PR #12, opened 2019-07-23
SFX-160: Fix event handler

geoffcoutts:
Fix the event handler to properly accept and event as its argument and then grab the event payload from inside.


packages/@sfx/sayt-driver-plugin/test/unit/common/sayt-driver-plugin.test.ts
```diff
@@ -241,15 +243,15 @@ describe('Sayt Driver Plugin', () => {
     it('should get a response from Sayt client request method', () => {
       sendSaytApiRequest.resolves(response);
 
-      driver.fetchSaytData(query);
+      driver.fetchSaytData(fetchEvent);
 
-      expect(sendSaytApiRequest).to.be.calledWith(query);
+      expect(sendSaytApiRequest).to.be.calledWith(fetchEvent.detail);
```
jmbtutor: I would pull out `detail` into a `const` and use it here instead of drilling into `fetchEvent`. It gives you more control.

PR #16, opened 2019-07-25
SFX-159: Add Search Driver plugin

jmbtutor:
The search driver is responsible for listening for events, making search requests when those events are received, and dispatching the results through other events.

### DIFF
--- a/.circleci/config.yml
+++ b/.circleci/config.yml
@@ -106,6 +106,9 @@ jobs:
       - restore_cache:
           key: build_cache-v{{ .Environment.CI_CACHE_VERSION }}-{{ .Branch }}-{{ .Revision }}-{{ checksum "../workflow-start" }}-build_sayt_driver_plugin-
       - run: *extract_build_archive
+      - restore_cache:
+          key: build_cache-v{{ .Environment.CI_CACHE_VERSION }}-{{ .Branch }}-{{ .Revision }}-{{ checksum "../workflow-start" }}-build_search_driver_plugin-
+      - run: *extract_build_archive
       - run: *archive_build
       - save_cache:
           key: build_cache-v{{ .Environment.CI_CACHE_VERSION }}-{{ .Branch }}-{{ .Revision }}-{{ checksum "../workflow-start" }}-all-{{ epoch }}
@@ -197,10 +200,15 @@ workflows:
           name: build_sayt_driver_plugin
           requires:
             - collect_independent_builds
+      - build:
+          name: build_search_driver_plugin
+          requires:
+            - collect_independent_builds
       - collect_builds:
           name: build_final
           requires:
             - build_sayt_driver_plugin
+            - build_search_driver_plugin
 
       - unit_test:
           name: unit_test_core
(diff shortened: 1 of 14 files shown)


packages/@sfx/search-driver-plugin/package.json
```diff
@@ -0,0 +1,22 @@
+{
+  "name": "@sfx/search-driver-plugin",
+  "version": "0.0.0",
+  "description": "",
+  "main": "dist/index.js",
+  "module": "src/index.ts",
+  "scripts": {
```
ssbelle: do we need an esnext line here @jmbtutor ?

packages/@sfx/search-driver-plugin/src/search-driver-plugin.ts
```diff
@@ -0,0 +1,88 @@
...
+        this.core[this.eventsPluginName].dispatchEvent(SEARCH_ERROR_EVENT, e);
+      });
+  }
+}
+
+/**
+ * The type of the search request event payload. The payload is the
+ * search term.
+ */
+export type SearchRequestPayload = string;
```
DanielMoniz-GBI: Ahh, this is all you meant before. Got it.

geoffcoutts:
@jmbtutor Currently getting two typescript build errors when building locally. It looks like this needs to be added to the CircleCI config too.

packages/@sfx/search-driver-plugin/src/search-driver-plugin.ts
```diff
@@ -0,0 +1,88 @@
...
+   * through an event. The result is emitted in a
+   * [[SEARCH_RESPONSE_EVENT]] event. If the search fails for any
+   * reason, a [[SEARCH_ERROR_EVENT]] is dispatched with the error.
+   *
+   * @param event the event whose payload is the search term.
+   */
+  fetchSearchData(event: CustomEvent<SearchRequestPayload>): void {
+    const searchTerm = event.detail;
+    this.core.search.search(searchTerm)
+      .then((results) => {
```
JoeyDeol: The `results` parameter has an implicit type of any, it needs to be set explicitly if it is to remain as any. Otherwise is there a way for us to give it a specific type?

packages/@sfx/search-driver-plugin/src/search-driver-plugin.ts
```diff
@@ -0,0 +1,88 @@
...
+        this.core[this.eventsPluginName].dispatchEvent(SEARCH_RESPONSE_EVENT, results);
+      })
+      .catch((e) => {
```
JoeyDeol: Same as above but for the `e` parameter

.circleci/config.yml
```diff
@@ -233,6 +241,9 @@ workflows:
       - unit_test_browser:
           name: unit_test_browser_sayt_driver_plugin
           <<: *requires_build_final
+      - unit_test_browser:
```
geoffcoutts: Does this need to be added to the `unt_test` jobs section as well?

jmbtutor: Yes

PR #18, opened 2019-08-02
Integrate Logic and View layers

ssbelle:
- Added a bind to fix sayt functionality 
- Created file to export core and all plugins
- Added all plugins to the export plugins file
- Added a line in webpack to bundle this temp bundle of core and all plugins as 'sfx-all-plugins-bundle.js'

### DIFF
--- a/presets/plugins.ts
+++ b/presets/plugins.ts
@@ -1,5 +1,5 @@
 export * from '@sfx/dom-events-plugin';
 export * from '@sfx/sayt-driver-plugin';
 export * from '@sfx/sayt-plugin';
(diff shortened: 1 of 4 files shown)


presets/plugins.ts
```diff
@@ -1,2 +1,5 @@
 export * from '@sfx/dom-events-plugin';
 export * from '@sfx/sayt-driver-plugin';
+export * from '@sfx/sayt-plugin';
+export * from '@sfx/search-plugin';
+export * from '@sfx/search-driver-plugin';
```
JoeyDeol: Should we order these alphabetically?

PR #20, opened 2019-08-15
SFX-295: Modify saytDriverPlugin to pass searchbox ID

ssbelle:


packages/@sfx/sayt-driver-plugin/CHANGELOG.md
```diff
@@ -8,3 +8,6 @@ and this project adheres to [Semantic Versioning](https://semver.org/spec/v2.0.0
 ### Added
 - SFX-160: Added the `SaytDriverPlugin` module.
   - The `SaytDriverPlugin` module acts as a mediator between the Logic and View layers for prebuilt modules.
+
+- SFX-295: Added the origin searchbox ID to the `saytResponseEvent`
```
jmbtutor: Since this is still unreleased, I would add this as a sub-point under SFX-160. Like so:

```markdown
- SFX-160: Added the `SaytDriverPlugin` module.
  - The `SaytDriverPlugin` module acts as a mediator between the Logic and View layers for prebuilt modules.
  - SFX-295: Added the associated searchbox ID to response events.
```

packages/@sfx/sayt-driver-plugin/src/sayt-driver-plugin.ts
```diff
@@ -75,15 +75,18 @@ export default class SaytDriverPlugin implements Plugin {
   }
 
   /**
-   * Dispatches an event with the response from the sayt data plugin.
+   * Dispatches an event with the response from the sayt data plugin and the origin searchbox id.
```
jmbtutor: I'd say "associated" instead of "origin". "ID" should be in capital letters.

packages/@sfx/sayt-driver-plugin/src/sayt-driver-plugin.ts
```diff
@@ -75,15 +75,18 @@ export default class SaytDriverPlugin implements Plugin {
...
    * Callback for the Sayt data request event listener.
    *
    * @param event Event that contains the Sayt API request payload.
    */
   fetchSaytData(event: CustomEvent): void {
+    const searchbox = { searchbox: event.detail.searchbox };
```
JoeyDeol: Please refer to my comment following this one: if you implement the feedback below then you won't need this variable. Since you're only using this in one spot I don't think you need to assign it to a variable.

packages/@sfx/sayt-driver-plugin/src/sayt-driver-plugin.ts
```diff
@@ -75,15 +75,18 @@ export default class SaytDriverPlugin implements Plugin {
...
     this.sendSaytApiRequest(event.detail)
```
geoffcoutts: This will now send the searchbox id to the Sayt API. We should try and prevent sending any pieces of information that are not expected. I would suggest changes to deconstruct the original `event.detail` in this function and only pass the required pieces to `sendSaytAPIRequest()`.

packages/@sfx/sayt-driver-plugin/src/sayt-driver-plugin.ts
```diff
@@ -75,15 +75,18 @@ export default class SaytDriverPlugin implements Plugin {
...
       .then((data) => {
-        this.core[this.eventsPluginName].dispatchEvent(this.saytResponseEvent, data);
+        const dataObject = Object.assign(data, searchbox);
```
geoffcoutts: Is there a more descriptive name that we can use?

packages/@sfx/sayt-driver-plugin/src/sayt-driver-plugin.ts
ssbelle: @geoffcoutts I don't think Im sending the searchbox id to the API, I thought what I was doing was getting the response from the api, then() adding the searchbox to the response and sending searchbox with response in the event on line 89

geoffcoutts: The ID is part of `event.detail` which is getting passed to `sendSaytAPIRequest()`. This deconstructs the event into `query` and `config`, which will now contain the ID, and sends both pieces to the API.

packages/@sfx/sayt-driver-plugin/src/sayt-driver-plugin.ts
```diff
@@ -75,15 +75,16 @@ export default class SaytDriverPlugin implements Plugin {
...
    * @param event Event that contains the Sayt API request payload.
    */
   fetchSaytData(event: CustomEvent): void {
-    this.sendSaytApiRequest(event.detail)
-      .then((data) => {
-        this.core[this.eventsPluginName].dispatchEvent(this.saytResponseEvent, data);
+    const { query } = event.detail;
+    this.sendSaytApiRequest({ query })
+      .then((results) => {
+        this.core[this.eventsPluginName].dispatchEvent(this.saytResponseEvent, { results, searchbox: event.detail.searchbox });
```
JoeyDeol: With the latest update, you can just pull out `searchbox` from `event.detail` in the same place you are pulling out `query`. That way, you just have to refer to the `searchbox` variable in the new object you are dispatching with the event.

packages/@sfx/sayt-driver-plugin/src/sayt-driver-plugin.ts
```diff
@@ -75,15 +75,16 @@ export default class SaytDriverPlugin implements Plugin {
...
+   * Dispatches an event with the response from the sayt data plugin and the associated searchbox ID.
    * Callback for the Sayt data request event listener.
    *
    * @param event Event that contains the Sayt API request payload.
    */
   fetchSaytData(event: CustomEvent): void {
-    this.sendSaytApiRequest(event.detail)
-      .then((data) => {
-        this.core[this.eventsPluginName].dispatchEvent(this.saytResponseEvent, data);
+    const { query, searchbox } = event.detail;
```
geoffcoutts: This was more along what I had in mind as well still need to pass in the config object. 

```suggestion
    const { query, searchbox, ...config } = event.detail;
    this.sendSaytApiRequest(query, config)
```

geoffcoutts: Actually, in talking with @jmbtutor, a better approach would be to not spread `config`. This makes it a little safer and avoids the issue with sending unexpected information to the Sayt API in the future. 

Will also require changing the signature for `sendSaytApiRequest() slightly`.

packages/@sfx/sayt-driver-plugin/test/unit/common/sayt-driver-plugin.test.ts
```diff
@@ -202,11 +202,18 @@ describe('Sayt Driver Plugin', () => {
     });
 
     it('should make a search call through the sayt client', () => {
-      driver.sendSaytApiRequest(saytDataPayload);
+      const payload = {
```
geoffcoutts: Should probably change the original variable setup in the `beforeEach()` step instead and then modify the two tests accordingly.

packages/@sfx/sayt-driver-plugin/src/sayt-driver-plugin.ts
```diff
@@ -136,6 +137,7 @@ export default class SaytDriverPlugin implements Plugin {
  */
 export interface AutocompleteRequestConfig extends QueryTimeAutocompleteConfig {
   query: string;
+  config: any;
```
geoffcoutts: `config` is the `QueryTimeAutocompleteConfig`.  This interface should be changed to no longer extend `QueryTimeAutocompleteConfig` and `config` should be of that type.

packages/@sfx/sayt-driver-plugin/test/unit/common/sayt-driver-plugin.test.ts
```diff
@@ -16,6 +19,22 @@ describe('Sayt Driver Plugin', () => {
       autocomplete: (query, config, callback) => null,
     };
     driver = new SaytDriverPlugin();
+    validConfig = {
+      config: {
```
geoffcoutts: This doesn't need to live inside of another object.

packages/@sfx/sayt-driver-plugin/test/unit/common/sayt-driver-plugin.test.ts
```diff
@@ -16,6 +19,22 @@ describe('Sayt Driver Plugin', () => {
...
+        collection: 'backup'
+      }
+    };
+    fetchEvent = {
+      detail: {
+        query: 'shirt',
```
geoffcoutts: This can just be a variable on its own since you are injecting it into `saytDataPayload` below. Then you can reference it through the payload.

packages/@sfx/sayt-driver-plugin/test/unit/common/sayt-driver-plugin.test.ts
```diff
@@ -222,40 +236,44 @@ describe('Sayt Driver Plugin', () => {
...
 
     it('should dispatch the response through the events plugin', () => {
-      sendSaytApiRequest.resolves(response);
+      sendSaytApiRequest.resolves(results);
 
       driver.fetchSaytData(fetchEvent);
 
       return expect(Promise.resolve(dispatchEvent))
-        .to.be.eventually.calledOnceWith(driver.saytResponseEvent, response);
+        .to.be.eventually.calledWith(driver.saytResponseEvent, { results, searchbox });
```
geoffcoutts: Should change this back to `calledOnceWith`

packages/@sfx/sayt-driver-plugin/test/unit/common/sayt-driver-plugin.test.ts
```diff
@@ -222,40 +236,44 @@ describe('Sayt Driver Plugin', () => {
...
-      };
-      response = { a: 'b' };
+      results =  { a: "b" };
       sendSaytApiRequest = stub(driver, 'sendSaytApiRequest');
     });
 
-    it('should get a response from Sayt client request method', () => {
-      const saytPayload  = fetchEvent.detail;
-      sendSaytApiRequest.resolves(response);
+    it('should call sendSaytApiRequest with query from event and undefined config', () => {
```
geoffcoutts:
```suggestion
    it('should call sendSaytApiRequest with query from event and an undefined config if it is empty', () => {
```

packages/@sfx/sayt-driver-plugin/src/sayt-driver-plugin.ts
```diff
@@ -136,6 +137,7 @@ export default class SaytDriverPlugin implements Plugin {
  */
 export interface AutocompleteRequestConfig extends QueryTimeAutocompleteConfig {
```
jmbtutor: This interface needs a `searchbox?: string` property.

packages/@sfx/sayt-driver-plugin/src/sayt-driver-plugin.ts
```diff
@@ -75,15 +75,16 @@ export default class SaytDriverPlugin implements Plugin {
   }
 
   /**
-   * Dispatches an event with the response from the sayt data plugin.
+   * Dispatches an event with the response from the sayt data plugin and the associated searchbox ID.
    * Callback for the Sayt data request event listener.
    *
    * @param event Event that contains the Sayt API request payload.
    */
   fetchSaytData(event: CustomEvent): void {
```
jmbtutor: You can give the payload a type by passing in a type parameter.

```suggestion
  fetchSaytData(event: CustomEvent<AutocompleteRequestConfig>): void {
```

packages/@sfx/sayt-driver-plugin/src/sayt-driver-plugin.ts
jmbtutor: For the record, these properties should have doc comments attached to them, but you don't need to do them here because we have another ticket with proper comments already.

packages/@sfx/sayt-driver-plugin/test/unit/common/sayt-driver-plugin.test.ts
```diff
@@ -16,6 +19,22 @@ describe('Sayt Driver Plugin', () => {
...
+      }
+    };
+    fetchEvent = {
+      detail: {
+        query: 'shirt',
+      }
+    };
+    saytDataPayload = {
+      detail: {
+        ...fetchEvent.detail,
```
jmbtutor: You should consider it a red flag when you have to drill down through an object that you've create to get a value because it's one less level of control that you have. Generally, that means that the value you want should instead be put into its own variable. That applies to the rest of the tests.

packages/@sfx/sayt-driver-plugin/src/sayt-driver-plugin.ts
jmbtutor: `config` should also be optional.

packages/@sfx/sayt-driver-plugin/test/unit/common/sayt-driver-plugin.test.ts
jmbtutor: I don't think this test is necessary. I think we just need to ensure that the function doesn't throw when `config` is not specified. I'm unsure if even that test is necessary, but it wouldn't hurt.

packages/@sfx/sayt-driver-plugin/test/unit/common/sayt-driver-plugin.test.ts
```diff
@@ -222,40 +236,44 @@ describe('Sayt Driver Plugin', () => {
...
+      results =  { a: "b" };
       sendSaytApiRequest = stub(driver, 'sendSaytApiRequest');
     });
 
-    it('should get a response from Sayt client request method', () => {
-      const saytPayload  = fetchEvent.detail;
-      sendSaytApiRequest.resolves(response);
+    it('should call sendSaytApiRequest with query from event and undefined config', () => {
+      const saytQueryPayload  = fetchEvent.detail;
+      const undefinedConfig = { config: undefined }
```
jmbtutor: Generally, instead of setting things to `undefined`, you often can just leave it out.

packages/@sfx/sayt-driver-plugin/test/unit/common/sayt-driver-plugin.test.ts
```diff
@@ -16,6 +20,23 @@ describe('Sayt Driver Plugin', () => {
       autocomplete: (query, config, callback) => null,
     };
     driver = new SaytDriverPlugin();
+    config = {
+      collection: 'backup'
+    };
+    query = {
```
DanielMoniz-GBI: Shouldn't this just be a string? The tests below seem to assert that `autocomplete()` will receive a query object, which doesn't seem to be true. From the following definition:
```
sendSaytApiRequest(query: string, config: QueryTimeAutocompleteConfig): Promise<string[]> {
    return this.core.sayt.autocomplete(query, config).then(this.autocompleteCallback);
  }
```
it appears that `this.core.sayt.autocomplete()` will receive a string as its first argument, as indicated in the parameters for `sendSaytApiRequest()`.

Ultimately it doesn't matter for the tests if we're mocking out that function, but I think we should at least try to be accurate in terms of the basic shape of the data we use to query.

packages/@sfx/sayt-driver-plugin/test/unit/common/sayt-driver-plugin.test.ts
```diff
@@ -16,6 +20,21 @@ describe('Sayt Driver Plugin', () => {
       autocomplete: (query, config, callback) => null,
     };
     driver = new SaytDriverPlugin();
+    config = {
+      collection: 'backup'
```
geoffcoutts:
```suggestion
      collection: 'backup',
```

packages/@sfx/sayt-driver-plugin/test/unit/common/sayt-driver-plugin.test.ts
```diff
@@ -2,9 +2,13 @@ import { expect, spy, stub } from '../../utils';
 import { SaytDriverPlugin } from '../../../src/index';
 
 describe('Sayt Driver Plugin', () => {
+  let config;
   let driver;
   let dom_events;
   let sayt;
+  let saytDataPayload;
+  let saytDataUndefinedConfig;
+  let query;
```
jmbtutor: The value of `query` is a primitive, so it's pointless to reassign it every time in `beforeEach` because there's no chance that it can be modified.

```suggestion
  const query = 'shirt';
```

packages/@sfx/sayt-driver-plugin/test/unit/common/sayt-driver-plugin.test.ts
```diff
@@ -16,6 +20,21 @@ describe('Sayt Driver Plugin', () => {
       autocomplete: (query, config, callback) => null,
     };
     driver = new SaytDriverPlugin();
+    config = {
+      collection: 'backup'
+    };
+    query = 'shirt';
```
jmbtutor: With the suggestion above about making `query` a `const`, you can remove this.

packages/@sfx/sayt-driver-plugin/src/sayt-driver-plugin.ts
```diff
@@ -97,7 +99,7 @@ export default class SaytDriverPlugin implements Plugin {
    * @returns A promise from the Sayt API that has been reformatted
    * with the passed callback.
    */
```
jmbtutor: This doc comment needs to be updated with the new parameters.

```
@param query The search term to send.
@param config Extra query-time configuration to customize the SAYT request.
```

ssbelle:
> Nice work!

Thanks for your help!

-=-=-=-=-

▶ Assignment: State how many lines in the records above contain the word "which". Give nothing but the number.

▶ Result of this exercise: 2